Quiz 2 Flashcards
Six key regression assumptions
Model linear in the parameters Random sampling No perfect collinearity Zero conditional mean assumption Homoscedasticity Errors independent of covariates and normally distributed
How to evaluate goodness of fit in Poisson regression?
Use deviance (-2 log likelihood fitted/likelihood saturated)
How to do Poisson regression for rates?
Replace the mean count with lambda_i * t_i (the rate times the amount of time)
Assumptions for Poisson regression for rates
For rates: we assume the rate is constant over time within an individual
For rates from summary data: in addition, we assume that each individual in a group follows a Poisson distribution with the same mean
How do we do Poisson regression with standardized rates?
Calculate an expected count for each group based on the standardization variables, and use this as an offset term
How do we assess overdispersion in Poisson regression?
Use standardized residuals, which should be appx independent with mean 0 and variance 1. Can evaluate plot or use a test statistic where the sum of squared residuals is chi square distributed with df = n-p-1. To estimate the magnitude of overdispersion, we use the sum of this test statistic divided by n-p-1.
What is a problem with the log binomial model?
Because it is non-canonical, it is less stable than the logistic binomial model and may fail to converge, in which case you can fit a Poisson model with robust variance estimates.
Assumption for non-parametric survival analysis
Non-informative censoring
How to calculate the survivor function
Multiply 1-h(t_j) for all periods up to the one being considered
What happens to the mean survival time if the last observation is censored?

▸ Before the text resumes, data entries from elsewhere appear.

PR #103, opened 2026-05-20
Update conda environment

patrickbrown4:
## Summary

This PR updates the conda environment to use new features in `gdxpds` and `geopandas`. The main changes are:
- python: 3.11 -> 3.14
- pandas: 2.0 -> 3.0
- gdxpds: 1.4 -> 4.0
  - uses gams.transfer
- geopandas: 0.14 -> 1.1
  - Enables the use of `.simplify_coverage()`, which speeds up all the geospatial analysis and plotting (which has been slow since #95, especially in `compare_cases.py`)

Thanks a lot to @mmowers for taking care of the bokeh update!

### Implementation notes 

Almost all of the code changes are related to pandas 3. The main things to look out for in new code are:
- `.groupby()` no longer accepts an `axis` argument, so all the uses of `df.groupby(axis=1).something()` are now `df.T.groupby().something().T`
- `.fillna(method='ffill')` (and analogous) is now just `.ffill()`
- Type checking in series and dataframes is generally more strict

### Additional changes

While working on debugging `calc_financial_inputs.py`, I simplified the `inputs/financials/financials_tech_*.csv` files by removing the country column and non-USA entries. They weren't complete anyway, and Canada/Mexico haven't worked since I've been here, so since it simplifies the process for adding new techs, I've kept the change even though it might not actually be required.

Changes for USA_default are nonzero but quite small: [results-v20260708_mainK0_USA_defaults,v20260708_envK0_USA_defaults.pptx](https://github.com/user-attachments/files/29856417/results-v20260708_mainK0_USA_defaults.v20260708_envK0_USA_defaults.pptx)

### 20260722
Same story: [results-v20260722_mainK0_USA_defaults,v20260722_envK0_USA_defaults.pptx](https://github.com/user-attachments/files/30331080/results-v20260722_mainK0_USA_defaults.v20260722_envK0_USA_defaults.pptx)

I'll go through the rest of these before merging:
- [x] bokehpivot
- [x] helper scripts
- [x] postprocessing scripts
  - [x] compare_cases.py
  - [x] input_plots.py
  - [x] run_reeds2pras.py
  - [x] single_case_plots.py
  - (I didn't test the ones that are less commonly used)
- [ ] hourlize
- [x] ~~reeds_to_rev.py~~ (currently broken; will be addressed by #6)
- [x] preprocessing scripts
  - [x] casemaker.py
  - [x] get_case_periods.py
- [x] cases_test.csv
  - [x] Mid_Case
  - [x] USA_decarb
  - [x] USA_defaults
  - [x] Interday_storage
  - [x] MonteCarlo_LHS_MC0001
  - [x] MonteCarlo_LHS_MC0002
  - [x] MonteCarlo_Random_MC0001
  - [x] MonteCarlo_Random_MC0002
  - [x] OR_water
  - [x] Pacific
  - [x] Pacific_2020
  - [x] Pacific_CC
  - [x] Pacific_DR
  - [x] Pacific_LoadSite95
  - [x] Pacific_MGA
  - [x] Pacific_rep15
  - [x] Pacific_weks
  - [x] R2P
  - [x] USA_faster
  - [x] NYVT_mixed
  - [x] PJM_county_CC
  - [x] Pacific_full_year
  - [x] USA_fast
  - [x] Everything
  - [x] MARICTNYNJPAOH_Offshore
  - [x] Simple
  - [ ] WECC_county: Fails on both
  - [x] WY_county
- [x] github runner

### Details to double-check

No


patrickbrown4:
Still working on a few things, so closing for now.

inputs/financials/financials_tech_ATB2023.csv
patrickbrown4, line 1: In the end these changes probably weren't necessary, but they were helpful for debugging (and make future updates very slightly easier), so I left them - let me know if you think they should be reverted

cases_test.csv
```diff
@@ -3,7 +3,7 @@ ignore,1,0,,,,,,,,,,,,,,,,,,,,,,,,,,,,
 GSw_Region,cendiv/Pacific,,country/USA,country/USA,country/USA,,st/ID.WY.NE.IA.IL,st/MA,,,,,,,st/WY,interconnect/western,transreg/PJM,st/NY.VT,st/OR,st/NE.NY.PA,st/NE.NY.PA,st/ID.WY.NE.IA.IL,st/KS,country/USA,country/USA,,,,st/MA.RI.CT.NY.NJ.PA.OH,
 endyear,2032,,2050,2050,2050,2029,2060,2026,,,,,,,,,,,2035,2030,2030,2060,2035,2050,2050,,,,,
 yearset,,,,,,,2010..2060..10,,,,,,,,,,,,,2010..2050..5,2010..2050..5,2010..2060..10,,,2010_2025_2050,,,,,
-GSw_ZoneSet,,,,,,,z54,z3109,,,,,,,z3109,z3109,z3109,PJMcounty,,,,z54,,z54,z48,,,,,
+GSw_ZoneSet,,,,,,,z54,z3109,,,,,,,z3109,z3109,z3109,PJMcounty,,,,z54,z134,z54,z48,,,,,
```
patrickbrown4: Most minimal way to keep `Simple` working and maintain the original intent (since ReEDS2PRAS doesn't work for single-zone systems)

environment.yml
```diff
@@ -1,50 +1,46 @@
-name: reeds2
+name: reeds
```
pesap, line 1: The environment is now named `reeds`, and `runreeds.py` checks for `reeds`, but the README and a few helper scripts still reference `reeds2`. We should update those references so new users don't create or activate the wrong environment.

environment.yml
```diff
@@ -1,50 +1,46 @@
...
 channels:
-  - defaults
   - conda-forge
```
pesap, line 3: Consider adding `nodefaults` so conda doesn't silently mix packages from user-configured default channels with conda-forge. That should make this env more reproducible and reduce ABI/linking surprises.

```suggestion
  - conda-forge
  - nodefaults
```

environment.yml
```diff
@@ -1,50 +1,46 @@
...
 dependencies:
-  - python=3.11
-  - bokeh=3.2
-  - click=8.0
-  - git-lfs=2.13
+  - python=3.14
```
pesap, line 6: Since this env is on Python 3.14, I'd explicitly pin the normal CPython ABI. conda-forge also has free-threaded `cp314t` builds, but `gamsapi==53.5.0` appears to publish `cp314` wheels, not `cp314t` wheels. This avoids the solver picking an ABI that later makes the pip step fail.

```suggestion
  - python=3.14
  - python_abi=3.14=*_cp314
```

environment.yml
```diff
@@ -1,50 +1,46 @@
...
-  - pytest=7.4
-  - requests=2.31
-  - scikit-learn=1.2
-  - scipy=1.11
-  - tqdm=4.65
+  - h5py=3.16
+  - matplotlib=3.11
+  - numpy=2.5
+  - openpyxl=3.1
+  - pandas=3.0
```
pesap, line 18: `pyyaml` is imported directly in several places, e.g. `reeds/inputs.py`, `reeds/input_processing/check_inputs.py`, and `preprocessing/casemaker.py`. It may arrive transitively today, but we should list it explicitly as a direct dependency.

Suggested addition near the core dependencies:

```yaml
  - pyyaml=6.0
```

pesap (commented):
Posted environment dependency review comments.

environment.yml
```diff
@@ -1,50 +1,46 @@
...
+  - folium=0.20 # for interactive maps
+  - ipykernel=7.3 # for interactive python in VS Code
+  - ipywidgets=8.1 # for jupyter notebooks
+  - mapclassify=2.10 # more mapping tools
   - mscorefonts=0.0 # extra fonts for plotting (only relevant on linux/HPC)
-  - networkx=3.1 # for uncommonly-used network analysis postprocessing
-  - notebook=6.5 # for jupyter notebooks
+  - myst-parser=5.1 # for building documentation
+  - notebook=7.6 # for jupyter notebooks
+  - python-pptx=1.0 # for postprocessing/compare_cases.py
```
pesap, line 38: `postprocessing/uncertainty_plots.py` imports `seaborn` directly, but I don't see it listed in this env. If that script is intended to work from the standard ReEDS environment, we should include it explicitly.

Suggested addition in the optional/postprocessing block:

```yaml
  - seaborn=0.13 # for postprocessing/uncertainty_plots.py
```

environment.yml
```diff
@@ -1,50 +1,46 @@
...
+  - sphinx<9 # for building documentation
+  - sphinx_rtd_theme=3.1 # for documentation
+  - sphinxcontrib-bibtex=2.7 # for documentation
```
pesap, line 42: `docs/source/conf.py` enables the `sphinx_design` extension, but this environment does not install `sphinx-design`. The docs workflow installs it separately, so local docs builds from this conda env may fail unless we add it here too.

Suggested addition:

```yaml
  - sphinx-design=0.7 # for building documentation; provides sphinx_design
```

environment.yml
```diff
@@ -1,50 +1,46 @@
...
-  - mapclassify=2.5 # more mapping tools
+  - fiona=1.10 # for interactive maps
+  - folium=0.20 # for interactive maps
+  - ipykernel=7.3 # for interactive python in VS Code
+  - ipywidgets=8.1 # for jupyter notebooks
+  - mapclassify=2.10 # more mapping tools
   - mscorefonts=0.0 # extra fonts for plotting (only relevant on linux/HPC)
-  - networkx=3.1 # for uncommonly-used network analysis postprocessing
-  - notebook=6.5 # for jupyter notebooks
+  - myst-parser=5.1 # for building documentation
```
pesap, line 36: The docs dependency pins here differ pretty significantly from `.github/workflows/build-docs.yaml` (`myst-parser=5.1` / `sphinx<9` here vs. `myst-parser==2.0.0` / `sphinx==7.2.6` in CI). Can we align these so local docs builds and CI use the same dependency set? Otherwise docs may pass locally but fail in CI, or vice versa.

environment.yml
patrickbrown4: There are a few modules that only show up in rarely used postprocessing scripts or options (e.g. `scikit-learn-extra`, `networkx`, and `seaborn`), so to reduce the number of required dependencies, we leave them out by default. The other ones have notes but I forgot to add one here; I've added it to `uncertainty_plots.py`.

environment.yml
patrickbrown4: Do you have a preference on which set of versions to use, these or the ones in `build-docs.yaml`? For these updates, my process is:

- Remove all the version locks from `environment.yml` and build the environment
- Get the resulting major.minor versions with `conda list` and add them back in to `environment.yml`

I'm not attached to a particular version of sphinx or myst, so happy to do whatever you or @kennedy-mindermann recommend.

pesap: I think my preference is that the environment.yml is the source of truth. But not a blocker IMO as long as we sync them.

reeds/results.py
```diff
@@ -462,7 +462,7 @@ def calc_systemcost(
 
         df.loc[:,op_type_ls] = (
             df.groupby('r')[op_type_ls]
-            .fillna(method='ffill', limit=sys_eval_years-1)
+            .bfill(limit=sys_eval_years-1)
```
kodiobika: We're changing forward-fill to back-fill here; is that intentional?

reeds/input_processing/copy_files.py
```diff
@@ -394,12 +394,7 @@ def read_banned_tech_file(full_path, filepath, inputs_case, r_county):
                 .apply(list)
                 .apply(sorted)
             )
-            r_all_counties_map = (
-                r_county.groupby('r')
-                ['county']
-                .apply(list)
-                .apply(sorted)
-            )
+            r_all_counties_map = r_county.county.tolist()
```
kodiobika: It looks like this change breaks the tech ban logic since `r_all_counties_map` would now just be a list of all counties (previously it was a `pd.Series` mapping zones to sorted lists of their counties)

reeds/input_processing/h5_to_gdx.py
```diff
@@ -49,7 +49,7 @@ def read_inputs(case:str|Path) -> tuple:
             except KeyError:
                 df = pd.DataFrame(columns=columns)
             for col in df:
-                if df[col].dtype == 'O':
+                if pd.api.types.is_string_dtype(df[col].dtype):
```
kodiobika, line 52: Just checking, do we need the `pd.api.types.is_object_dtype` check here too?

reeds/input_processing/hourly_load.py
```diff
@@ -222,15 +222,15 @@ def calibrate_hourly_state_load_to_historical_annuals(
...
+    calibration_diffs = -(
         state_load_hourly_calibration_year
         .groupby(
             state_load_hourly_calibration_year.index
             .get_level_values('datetime')
             .year
         )
         .transform('sum')
-    )
+    ).sub(calibration_year_historical_load)
```
kodiobika, line 233: Just curious, why reverse the operations here and in the `calibration_factors` equation?

reeds/io.py
```diff
@@ -982,9 +1007,8 @@ def read_h5_groups(filepath, parse_timestamps=False):
             if (
                 parse_timestamps
                 and ('datetime' in dfout.index.names)
```
kodiobika, line 1009: Should we add the `pd.DatetimeIndex` check here too?
```suggestion
                and ('datetime' in dfout.index.names)
                and not isinstance(dfout.index, pd.DatetimeIndex)
```

kodiobika (commented):
Thanks for doing this! Just some relatively minor comments

reeds/results.py
patrickbrown4: Nope that's a typo, thanks for the catch!

reeds/input_processing/hourly_load.py
patrickbrown4: Yeah this solution is not pretty but they seem to have changed the rules for `series.div(dataframe)` and `series.sub(dataframe)`, while `dataframe.div(series)` and `dataframe.sub(series)` still work. Here's the error I get with the original version of the code in the new environment; taking the suggestion in the final line of putting the dataframe first avoids the error.

```text
Traceback (most recent call last):
  File "/Users/pbrown/github/ReEDS/runs/v20260721_envM0_github_MA_county_CC/reeds/input_processing/hourly_load.py", line 782, in <module>
    main(reeds_path=reeds_path, inputs_case=inputs_case)
    ~~~~^^^^^^^^^^^^^^^^^^^^^^^^^^^^^^^^^^^^^^^^^^^^^^^^
  File "/Users/pbrown/github/ReEDS/runs/v20260721_envM0_github_MA_county_CC/reeds/input_processing/hourly_load.py", line 636, in main
    calibrate_hourly_state_load_to_historical_annuals(
    ~~~~~~~~~~~~~~~~~~~~~~~~~~~~~~~~~~~~~~~~~~~~~~~~~^
        state_load_hourly,
        ^^^^^^^^^^^^^^^^^^
        historical_state_load_annual
        ^^^^^^^^^^^^^^^^^^^^^^^^^^^^
    )
  File "/Users/pbrown/github/ReEDS/runs/v20260721_envM0_github_MA_county_CC/reeds/input_processing/hourly_load.py", line 199, in calibrate_hourly_state_load_to_historical_annuals
    calibration_factors = model_year_historical_load.div(
        state_load_hourly_model_year
    ...<5 lines>...
        .transform('sum')
    )
  File "/Users/pbrown/opt/anaconda3/envs/reeds/lib/python3.14/site-packages/pandas/core/series.py", line 7333, in truediv
    return self._flex_method(
           ~~~~~~~~~~~~~~~~~^
        other, operator.truediv, level=level, fill_value=fill_value, axis=axis
        ^^^^^^^^^^^^^^^^^^^^^^^^^^^^^^^^^^^^^^^^^^^^^^^^^^^^^^^^^^^^^^^^^^^^^^
    )
  File "/Users/pbrown/opt/anaconda3/envs/reeds/lib/python3.14/site-packages/pandas/core/series.py", line 6873, in _flex_method
    raise TypeError(
    ...<2 lines>...
    )
TypeError: Series.truediv does not support a DataFrame `other`. Use df.truediv(ser) instead.
```

kodiobika: Got it, thanks!

reeds/input_processing/copy_files.py
patrickbrown4: Thanks for the catch, I didn't read the original approach closely enough. The original gives `ValueError: The truth value of an array with more than one element is ambiguous. Use a.any() or a.all()`, so it looks like checking for equality between lists has changed; I've refactored it to avoid the list comparison.

reeds/input_processing/h5_to_gdx.py
patrickbrown4: `pd.api.types.is_string_dtype('O')` gives True, so the original functionality is maintained. And I think strings are the only type of non-numeric object that could end up in `inputs.h5` (and the next line assumes it's a string), so I think we're ok; if we end up trying to write a weird dtype to .gdx I think it would balk.

reeds/io.py
patrickbrown4: I think that since we now check the type within `parse_h5_timestamps` and bypass the type conversion if it's already a datetime, it's ok to avoid the check here.

We also do the conversion from UTC-# to Etc/GMT+# in `parse_h5_timestamps`, so it seems safest to pass everything through that function to make sure they all come out with the same timezone format.

reeds/input_processing/copy_files.py
kodiobika: Nice, thanks! LGTM

kodiobika (approved):

reeds/reedsplots.py
```diff
@@ -6578,7 +6578,10 @@ def plot_eue_events(
     for iteration in iterations:
         ## Get events
         fpath = Path(case, 'outputs', f'eue_events_{year}i{iteration}.csv')
-        events = pd.read_csv(fpath, index_col=['level','region','number']).loc[level]
+        events = pd.read_csv(fpath, index_col=['level','region','number'])
+        if events.empty:
+            continue
```
pesap, line 6583: This has bite me in the past. Shall we print/log a message?

patrickbrown4: Good point, though since it's just for a plot and none of the other plots in this script give verbose logs, personally I find it more useful in this instance to keep things streamlined and only print more details if the plot failed, making it easy to scan which plots finished (it's the last thing left on the screen at the end of a run).

We don't yet have multiple logging levels but that would be nice to add in a future PR.

```
single_case_plots.py | 2026-07-23 18:08:13 | INFO | map_gencap_transcap-2032-sideplots.png
single_case_plots.py | 2026-07-23 18:08:13 | INFO | plot_interreg_transfer_ratio-transreg.png
single_case_plots.py | 2026-07-23 18:08:14 | INFO | bars_retirements_additions.png
single_case_plots.py | 2026-07-23 18:08:14 | INFO | map_h2_capacity-2032.png
single_case_plots.py | 2026-07-23 18:08:15 | INFO | plot_h2_timeseries-2032.png
single_case_plots.py | 2026-07-23 18:08:15 | INFO | plot_ra_metrics-country,interconnect,transreg,transgrp.png
single_case_plots.py | 2026-07-23 18:08:15 | INFO | plot_eue_events-mean_timesteps-transgrp-2032.png
single_case_plots.py | 2026-07-23 18:08:16 | INFO | plot_eue_events-max_timesteps-transgrp-2032.png
single_case_plots.py | 2026-07-23 18:08:18 | INFO | plot_PRAS_EUE-transgrp-2032i0.png
single_case_plots.py | 2026-07-23 18:08:19 | INFO | map_PRAS_neue-2026i0.png
single_case_plots.py | 2026-07-23 18:08:19 | INFO | map_PRAS_neue-2029i0.png
single_case_plots.py | 2026-07-23 18:08:20 | INFO | map_PRAS_neue-2032i0.png
single_case_plots.py | 2026-07-23 18:08:21 | INFO | plot_capacity_offline-transgrp-2032.png
```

Results in an underestimate of the true mean
How to compare survival at a fixed time point?
Examine whether the survival curves for that time point have overlapping confidence intervals
What is the Kaplan-Meier estimator used for?
Used to estimate s(t) in the presence of censoring
What is the log-rank test used for?
Used to compare survival across the entire distribution
When do we need a Cox proportional hazards model?
When we have more than a single binary covariate
What does the baseline hazard in a Cox model represent?
The underlying hazard when all covariates are equal to zero (not estimated)
What is the distinction for the likelihood estimation procedure used in a Cox model?
Partial maximum likelihood estimation – conditioned on the observed event times
What assumptions do we need for the Cox model?
Proportionality of hazards
Linear relationship between continuous covariates and log hazard
Non-informative censoring
What happens with ties in a Cox model?
If censoring and event times coincide, the event is assumed to come first. Otherwise, there are several methods, with exact best for small numbers of ties, and Efron’s method preferable with many ties.
What is the difference between MSE and the variance of the sampling distribution?
The variance of the sampling distribution is relative to the expected value of the estimator, while the MSE is relative to the true population value of the parameter. They are equal when there is no bias.
How do we quantify reliability?
In terms of estimator’s sampling variance/standard error
How do we quantify validity?
In terms of the bias of the estimator (difference between expected value and population true value)
How do we quantify accuracy?
Using MSE/RMSE
How many possible samples of size n can come from a group of N elements?
(N n) = N!/(n!(N-n)!
When do we use the finite population correction? What happens if we do not?
When calculating the sampling variance in a simple random sample. We multiply the regular sampling variance formula by (1-f) where f is the sampling fraction, n/N. If we do not use the correction, the standard error of the parameter estimate will be overestimated.